[Records supplied — start]

PR #11025, opened 2026-04-18
feat(plugin-granola): Granola meeting note sync integration

chad:
## Summary

New plugin for syncing Granola meeting notes into Composer.

- **GranolaSyncRecord** — links a Granola note to a Composer Document via foreignKey (`source: 'granola.ai'`)
- **GranolaAccount** — credentials via `AccessToken` ref (not inline API key)
- Meeting metadata: attendees, calendar event, owner
- Container with sync UI and note browser
- TODO: move sync logic to operation handler, replace custom DOM with Composer UI

## Test plan
- [x] Build passes
- [x] Verified in live Composer session with real Granola API

## Summary by CodeRabbit

* **New Features**
  * Introduces the Granola plugin to sync meeting notes into Composer with automatic initial sync and configurable polling.
  * Adds a dedicated Granola article view with a virtualized list, toolbar controls, and document-opening flows.
  * AI-powered matching between Granola notes and Trello cards, plus generation/saving of match reports.
* **Localization**
  * Adds English locale labels and placeholders for Granola entities.

### DIFF
--- a/packages/plugins/plugin-granola/src/containers/GranolaArticle/GranolaArticle.tsx
+++ b/packages/plugins/plugin-granola/src/containers/GranolaArticle/GranolaArticle.tsx
@@ -100,7 +100,7 @@ const aiMatch = async (
     const doc = record.document?.target;
     const summary = doc?.content?.target?.content?.slice(0, 500) ?? '';
     return {
-      id: record.granolaId,
+      id: Granola.getGranolaId(record),
       noteTitle: doc?.name ?? '',
       meetingTitle: record.calendarEvent?.title ?? '',
       attendees: (record.attendees ?? []).map((attendee) => attendee.name ?? attendee.email ?? '').join(', '),
@@ -176,15 +176,15 @@ const NoteTile = forwardRef<HTMLDivElement, NoteTileProps>(({ data, location, cu
   const doc = record.document?.target;
 
   const handleClick = useCallback(() => {
-    setCurrentId(record.granolaId);
+    setCurrentId(Granola.getGranolaId(record));
     onOpen(record);
   }, [record, onOpen, setCurrentId]);
 
   const published = record.createdAt ? new Date(record.createdAt).toLocaleDateString() : undefined;
 
   return (
-    <Mosaic.Tile asChild classNames='dx-hover dx-current' id={record.granolaId} data={data} location={location}>
-      <Focus.Item asChild current={current} onCurrentChange={() => setCurrentId(record.granolaId)}>
+    <Mosaic.Tile asChild classNames='dx-hover dx-current' id={Granola.getGranolaId(record)} data={data} location={location}>
+      <Focus.Item asChild current={current} onCurrentChange={() => setCurrentId(Granola.getGranolaId(record))}>
         <Card.Root ref={forwardedRef} onClick={handleClick}>
           <Card.Toolbar>
             <Card.IconBlock>
@@ -293,7 +293,7 @@ export const GranolaArticle = ({ role, subject: account }: GranolaArticleProps) 
   const handleMatchToTrello = useCallback(async () => {
     setMatching(true);
     try {
-      const uniqueByGranola = [...new Map(syncRecords.map((record) => [record.granolaId, record])).values()];
+      const uniqueByGranola = [...new Map(syncRecords.map((record) => [Granola.getGranolaId(record), record])).values()];
       const activeCards = trelloCards.filter((card) => !card.closed);
       const results = await aiMatch(uniqueByGranola, activeCards);
       setMatches(results);
@@ -340,14 +340,14 @@ export const GranolaArticle = ({ role, subject: account }: GranolaArticleProps) 
   }, [db, matches, invokePromise]);
 
   const handleSync = useCallback(async () => {
-    if (!db || !account.apiKey) {
+    if (!db || !account.accessToken?.target?.token) {
       return;
     }
 
     setSyncing(true);
     try {
-      const headers = { Authorization: `Bearer ${account.apiKey}` };
-      const existingByGranolaId = new Map(syncRecords.map((record) => [record.granolaId, record]));
+      const headers = { Authorization: `Bearer ${account.accessToken?.target?.token ?? ''}` };
+      const existingByGranolaId = new Map(syncRecords.map((record) => [Granola.getGranolaId(record), record]));
 
       let cursor: string | undefined;
       let hasMore = true;
@@ -365,6 +365,10 @@ export const GranolaArticle = ({ role, subject: account }: GranolaArticleProps) 
         const data = await response.json();
         remoteNotes.push(...data.notes);
         hasMore = data.hasMore;
+        if (hasMore && !data.cursor) {
+          log.warn("granola: pagination stuck — hasMore=true but no cursor");
+          break;
+        }
         cursor = data.cursor ?? undefined;
       }
 
@@ -440,13 +444,13 @@ export const GranolaArticle = ({ role, subject: account }: GranolaArticleProps) 
 
   const didAutoSync = useRef(false);
   useEffect(() => {
-    if (!didAutoSync.current && account.apiKey && !account.lastSyncedAt) {
+    if (!didAutoSync.current && account.accessToken?.target?.token && !account.lastSyncedAt) {
       didAutoSync.current = true;
       void handleSync();
     }
-  }, [account.apiKey, account.lastSyncedAt, handleSync]);
+  }, [account.accessToken?.target?.token, account.lastSyncedAt, handleSync]);
 
-  const uniqueRecords = [...new Map(syncRecords.map((record) => [record.granolaId, record])).values()];
+  const uniqueRecords = [...new Map(syncRecords.map((record) => [Granola.getGranolaId(record), record])).values()];
   const sortedRecords = [...uniqueRecords].sort((recordA, recordB) => {
     const dateA = recordA.createdAt ? new Date(recordA.createdAt).getTime() : 0;
     const dateB = recordB.createdAt ? new Date(recordB.createdAt).getTime() : 0;
@@ -473,7 +477,7 @@ export const GranolaArticle = ({ role, subject: account }: GranolaArticleProps) 
             label={syncing ? 'Syncing...' : 'Sync notes'}
             icon='ph--arrows-clockwise--regular'
             iconOnly
-            disabled={syncing || !account.apiKey}
+            disabled={syncing || !account.accessToken?.target?.token}
             onClick={handleSync}
           />
           {trelloCards.length > 0 && (
@@ -532,7 +536,7 @@ export const GranolaArticle = ({ role, subject: account }: GranolaArticleProps) 
                   gap={8}
                   items={noteItems}
                   draggable={false}
-                  getId={(item) => item.record.granolaId}
+                  getId={(item) => Granola.getGranolaId(item.record) ?? item.record.id}
                   getScrollElement={() => noteViewport}
                   estimateSize={() => 120}
                 />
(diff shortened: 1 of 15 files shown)


chad:
@richburdon would appreciate your review. Following the same patterns from the Trello PR feedback.

dmaretskyi:
this one I'm most excited about, I can have an agent run pre-programmed prompts after every meeting

packages/plugins/plugin-granola/src/types/Granola.ts
```diff
@@ -0,0 +1,148 @@
...
+import { FormInputAnnotation, LabelAnnotation } from '@dxos/echo/internal';
+import { Markdown } from '@dxos/plugin-markdown/types';
+import { AccessToken } from '@dxos/types';
+
+// @import-as-namespace
+
+/** Attendee of a Granola meeting. */
+export const Attendee = Schema.Struct({
+  name: Schema.optional(Schema.String),
+  email: Schema.optional(Schema.String),
```
dmaretskyi, line 17: add optional ref to standard Person type

packages/plugins/plugin-granola/src/types/Granola.ts
```diff
@@ -0,0 +1,148 @@
...
+
+export type Attendee = Schema.Schema.Type<typeof Attendee>;
+
+/** Calendar event metadata. */
+export const CalendarEvent = Schema.Struct({
+  title: Schema.optional(Schema.String),
+  eventId: Schema.optional(Schema.String),
+  organizerEmail: Schema.optional(Schema.String),
+  startTime: Schema.optional(Schema.String),
+  endTime: Schema.optional(Schema.String),
```
dmaretskyi, line 28: I think we have a standard event type too

packages/plugins/plugin-granola/src/types/Granola.ts
```diff
@@ -0,0 +1,148 @@
...
+  });
+};
+
+// ── Foreign key helpers ─────────────────────────────────────────────────────
+
+const GRANOLA_SOURCE = 'granola.ai';
+
+/** Extract the Granola ID from an object's foreignKeys. */
+export const getGranolaId = (obj: Obj.Any): string | undefined => {
+  const meta = Obj.getMeta(obj);
```
dmaretskyi:
```suggestion
  return Obj.getKeys(obj, GRANOLA_SOURCE)[0]?.id;
```

packages/plugins/plugin-granola/src/containers/GranolaArticle/GranolaArticle.tsx
```diff
@@ -0,0 +1,555 @@
...
+  noteTitle: string;
+  meetingTitle: string;
+  cardName: string;
+  cardListName: string;
+  confidence: string;
+  reasoning: string;
+};
+
+/** Use Claude to find matches between Granola notes and Trello cards. */
+const aiMatch = async (
```
dmaretskyi, line 93: change to operation that requests AiService, this way it wouldn't require custom token and will go through the same API as all other code that requires a language model

packages/plugins/plugin-granola/src/containers/GranolaArticle/GranolaArticle.tsx
```diff
@@ -0,0 +1,551 @@
...
+    labels: (card.labels ?? []).map((label) => label.name).join(', '),
+  }));
+
+  const response = await fetch('/api/anthropic/v1/messages', {
+    method: 'POST',
+    headers: {
+      'Content-Type': 'application/json',
+      'x-api-key': apiKey,
+      'anthropic-version': '2023-06-01',
+    },
```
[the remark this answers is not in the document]
chad: Partially addressed — the `ANTHROPIC_API_KEY` read in `aiMatch` is a known gap. Switching to the `AiService` operation is called out in the cross-cutting PR-feedback plan and will land in a follow-up (same refactor as dmaretskyi's comment at line 87). This PR didn't include the AiService work to keep the diff reviewable.

packages/plugins/plugin-granola/src/containers/GranolaArticle/GranolaArticle.tsx
```diff
@@ -0,0 +1,551 @@
...
+
+  if (!response.ok) {
+    const errorText = await response.text();
+    throw new Error(`Anthropic API ${response.status}: ${errorText}`);
+  }
+
+  const result = await response.json();
+  const text = result.content?.[0]?.text ?? '[]';
+  const jsonText = text.replace(/^```json?\n?/, '').replace(/\n?```$/, '').trim();
+  return JSON.parse(jsonText) as MatchResult[];
```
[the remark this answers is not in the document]
chad: Fixed in 872adc955e — AI response now decoded through an Effect schema (`MatchResultArraySchema`) with a separate try/catch on the JSON parse step, so malformed or partial model output surfaces a clear error instead of casting past the type system.

packages/plugins/plugin-granola/src/containers/GranolaArticle/GranolaArticle.tsx
```diff
@@ -0,0 +1,551 @@
...
+MatchTile.displayName = 'MatchTile';
+
+//
+// Main article component.
+//
+
+export const GranolaArticle = ({ role, subject: account }: GranolaArticleProps) => {
+  const db = Obj.getDatabase(account);
+  const syncRecords: Granola.GranolaSyncRecord[] = useQuery(db, Filter.type(Granola.GranolaSyncRecord));
+  const trelloCards: Trello.TrelloCard[] = useQuery(db, Filter.type(Trello.TrelloCard));
```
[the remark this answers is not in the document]
chad: Fixed in 872adc955e — added an optional `account: Ref<GranolaAccount>` field, populated on every sync, and the article filters `syncRecords` by it so one account surface never sees or mutates another account's notes. Legacy records without the ref are back-filled during update.

packages/plugins/plugin-granola/src/containers/GranolaArticle/GranolaArticle.tsx
```diff
@@ -0,0 +1,551 @@
...
+  }, [db, matches, invokePromise]);
+
+  const handleSync = useCallback(async () => {
+    if (!db || !account.apiKey) {
+      return;
+    }
+
+    setSyncing(true);
+    try {
+      const headers = { Authorization: `Bearer ${account.apiKey}` };
```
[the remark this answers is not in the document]
chad: Outdated — the current code already resolves the token via `account.accessToken?.target?.token`, not the old direct `apiKey` field. In React context the Ref target auto-resolves; when this sync moves to an Effect operation handler (follow-up) it will use `Database.load` per the inbox pattern.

[Records supplied — finish]

Using the entries above, give the number of lines that carry the string "getTime", without anything else.

2